There are 2 very different pathways for treating type 1diabetes. One is immunological: beta cell replacement. The other is mechanical devices. Some of our faculty, like Drs Satish Garg and Peter Chase are focused on the utilization of continuous glucose monitoring. They are beginning trials for using these sensors to predict when hypoglycemia will occur and to shut off an insulin pump. If economics does not prevent it I think most patients with type 1 diabetes will be using continuous glucose sensors in the future. We care for 3000 children and 2000 adults. We probably have almost 1000 patients who now use sensors. We have very young children who use them as well as patients in their 60s and 70s. So that is a major area of work at the center that we want to foster. The technology is getting better and better.
The other area is trying to address type 1 diabetes as an autoimmune or immunologic illness. We do that not only for type 1 diabetes but for many autoimmune diseases. Our type 1 patients have a high risk of celiac disease, autoimmune intestinal disease, thyroid autoimmunity, as well as rare autoimmune conditions like Addison’s disease. We can predict those illnesses in the same way. We have large programs where we genetically type children at birth. Our research programs that identify risk measure things like autoantibodies and metabolic function such that we can intervene before the disease progresses.
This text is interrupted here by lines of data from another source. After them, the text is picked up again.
PR #7067, opened 2017-04-04
[Hotfix] Optimize view project

mfraezz:
## Purpose
Reduce number of queries required to view a project with lots of contributors

New:
```
In [7]: %timeit -n 10 utils.serialize_visible_contributors(included_n)
10 loops, best of 3: 25.6 ms per loop
```
Old:
```
In [8]: %timeit -n 10 utils.serialize_contributors(n.visible_contributors, node=n)
10 loops, best of 3: 14.9 s per loop
```

## Changes
* `.include` related models
* Create new utils for this case

## Side effects
None expected

## Ticket
None known

### DIFF
--- a/website/profile/utils.py
+++ b/website/profile/utils.py
@@ -3,7 +3,7 @@ from framework import auth
 
 from website import settings
 from website.filters import gravatar
-from osf.models import Node
+from osf.models import Node, Contributor
 from website.util.permissions import reduce_permissions
 
 
@@ -24,6 +24,10 @@ def serialize_user(user, node=None, admin=False, full=False, is_profile=False):
     :param bool full: Include complete user properties
     """
     from website.project.utils import PROJECT_QUERY
+    contrib = None
+    if isinstance(user, Contributor):
+        contrib = user
+        user = contrib.user
     fullname = user.display_full_name(node=node)
     ret = {
         'id': str(user._primary_key),
@@ -45,7 +49,7 @@ def serialize_user(user, node=None, admin=False, full=False, is_profile=False):
             }
         else:
             flags = {
-                'visible': node.contributor_set.filter(user=user, visible=True).exists(),
+                'visible': contrib.visible if isinstance(contrib, Contributor) else node.contributor_set.filter(user=user, visible=True).exists(),
                 'permission': reduce_permissions(node.get_permissions(user)),
             }
         ret.update(flags)
@@ -107,6 +111,11 @@ def serialize_contributors(contribs, node, **kwargs):
         for contrib in contribs
     ]
 
+def serialize_visible_contributors(node):
+    # This is optimized when node has .include('contributor__user__guids')
+    return [
+        serialize_user(c, node) for c in node.contributor_set.all() if c.visible
+    ]
 
 def add_contributor_json(user, current_user=None):
     """
--- a/website/project/views/node.py
+++ b/website/project/views/node.py
@@ -654,6 +654,7 @@ def _view_project(node, auth, primary=False,
     """Build a JSON object containing everything needed to render
     project.view.mako.
     """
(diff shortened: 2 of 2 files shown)


website/profile/utils.py
```diff
@@ -45,7 +49,7 @@ def serialize_user(user, node=None, admin=False, full=False, is_profile=False):
             }
         else:
             flags = {
-                'visible': node.contributor_set.filter(user=user, visible=True).exists(),
+                'visible': getattr(contrib, 'visible', node.contributor_set.filter(user=user, visible=True).exists()),
```
icereval: should this match on `instanceof` for `Contributor`?

@cwisecarver, thoughts?

cwisecarver: Yeah, based on the change above if we get a contributor instance as the user variable then it will reassign contrib to the contributor and set user to the user. Once we're here if it's not a contributor instance then it won't have a visible and it'll do the extra query but if it is a contributor then it skips that query.

website/profile/utils.py
```diff
@@ -107,6 +111,11 @@ def serialize_contributors(contribs, node, **kwargs):
         for contrib in contribs
     ]
 
+def serialize_visible_contributors(node):
+    # This is optimized when node has .include('contributor__user__guids')
+    return [
+        serialize_user(c, node) for c in node.contributor_set.all() if c.visible
```
cwisecarver: This could be a little faster, the difference will depend on the size of the list and the number that are or are not visible. `[serialize_user(c, node) for c in node.contributor_set.filter(visible=True)]`

website/project/views/node.py
```diff
@@ -791,7 +792,7 @@ def _view_project(node, auth, primary=False,
         ]
     }
     if embed_contributors and not anonymous:
-        data['node']['contributors'] = utils.serialize_contributors(node.visible_contributors, node=node)
+        data['node']['contributors'] = utils.serialize_visible_contributors(node)
```
cwisecarver: If this wasn't for a mako view I'd say we should put this method on the model but since it's probably all going to be thrown away anyway, for either django views or ember views, I won't say anything.

website/profile/utils.py
cwisecarver: Second read it should probably have an `isinstance()` in front of it.

website/profile/utils.py
mfraezz: That won't work if `node` has contibutors/users/guids `.include`'d:

```
In [2]: included_n = Node.objects.filter(pk=n.pk).include('contributor__user__guids').get()
[...]
Execution time: 0.250131s [Database: default]

In [3]: included_n.contributor_set.count()
Out[3]: 274

In [4]: included_n.contributor_set.filter(visible=True).count()
Out[4]: 0

In [5]: len([c for c in included_n.contributor_set.all() if c.visible])
Out[5]: 271

In [6]: n.contributor_set.filter(visible=True).count()
SELECT COUNT(*) AS "__count"
FROM "osf_contributor"
WHERE ("osf_contributor"."node_id" = %s
       AND "osf_contributor"."visible" = true)

Execution time: 0.058040s [Database: default]

Out[6]: 271
```

cwisecarver: It seems like` include` is broken if that's the outcome. Without `include` filtering on visible works, right?

mfraezz: Yes, but without it there's no reduction in query count.

I can't confirm this, but think that it's likely broken due to our monkey patching of QuerySets.

cwisecarver: It shouldn't reduce the query count. Just the data coming back from the server and the number of iterations in that comp. Nothing that's not visible would be transferred or iterated through.

cwisecarver: Not a big deal for the 80%. It's probably not worth the time we talked about it. Feel free to just leave it as written.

The main driver, of course, is to figure out how to prevent type 1 diabetes. Again there are two pathways: one is general immunosuppression/immunomodulation and the other is antigen specific. We always have a certain risk benefit that has to be weighed with general immunosuppression, as this itself can be dangerous. Also, these general immunosuppressive therapies can slow, but not yet stop, progression of beta cell killing.
Now antigen specific therapies are the holy grail of our field. We assume those therapies are going to be very safe as compared with general immunosuppressive therapies, as they will be only targeting that which we think is the primary cause of the disease. There are a number of very large trials underway trying to target that specific part of the immune system. There is an oral insulin trial that had a hint of efficacy. [RS: Immunologists try to shut down the immune response to antigens by introducing them orally]. Bayhill Therapeutics, a company I consult for, has an insulin DNA vaccine in clinical trials. Another trial is looking at the GAD molecule. A number of these therapies are now in large phase III trials. I am going to guess that we don’t know enough yet. We will need to be lucky for these trials to accomplish what we want. We don’t know enough yet about the basics of the immune system in man to design a trial where we can say this is going to work for sure.